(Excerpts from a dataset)
==*==

PR #96, opened 2018-11-01
Simulation code cleaning

srcole:
issue #67

including:
* adjust order of inputs to be consistent (`n_seconds`, `fs`, `freq`)
* allow noisy oscillator functions to have variable power law
* allow no filter for noise in noisy oscillator functions


srcole:
I think I addressed all the suggested changes to sim
Good to mere? @TomDonoghue @rdgao

neurodsp/sim.py
```diff
@@ -120,78 +99,89 @@ def sim_oscillator(n_samples_cycle, n_cycles, rdsym=.5):
...
+        if filter_order % 2 == 0:
+            filter_order += 1
 
     # Determine length of signal in samples
     n_samples = int(n_seconds * fs)
 
-    # Generate filtered brown noise
-    brown = sim_filtered_brown_noise(n_seconds, fs, (f_hipass_brown, None), filter_order)
+    # Generate filtered noise
+    noise = sim_filtered_noise(n_seconds, fs, f_range_filter, filter_order, exponent=exponent)
```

==*==

The records above should be restated word for word, please.

▸ **Exercise response**
PR #96, opened 2018-11-01
Simulation code cleaning

srcole:
issue #67

including:
* adjust order of inputs to be consistent (`n_seconds`, `fs`, `freq`)
* allow noisy oscillator functions to have variable power law
* allow no filter for noise in noisy oscillator functions


srcole:
I think I addressed all the suggested changes to sim
Good to mere? @TomDonoghue @rdgao

neurodsp/sim.py
```diff
@@ -120,78 +99,89 @@ def sim_oscillator(n_samples_cycle, n_cycles, rdsym=.5):
...
+        if filter_order % 2 == 0:
+            filter_order += 1
 
     # Determine length of signal in samples
     n_samples = int(n_seconds * fs)
 
-    # Generate filtered brown noise
-    brown = sim_filtered_brown_noise(n_seconds, fs, (f_hipass_brown, None), filter_order)
+    # Generate filtered noise
+    noise = sim_filtered_noise(n_seconds, fs, f_range_filter, filter_order, exponent=exponent)
```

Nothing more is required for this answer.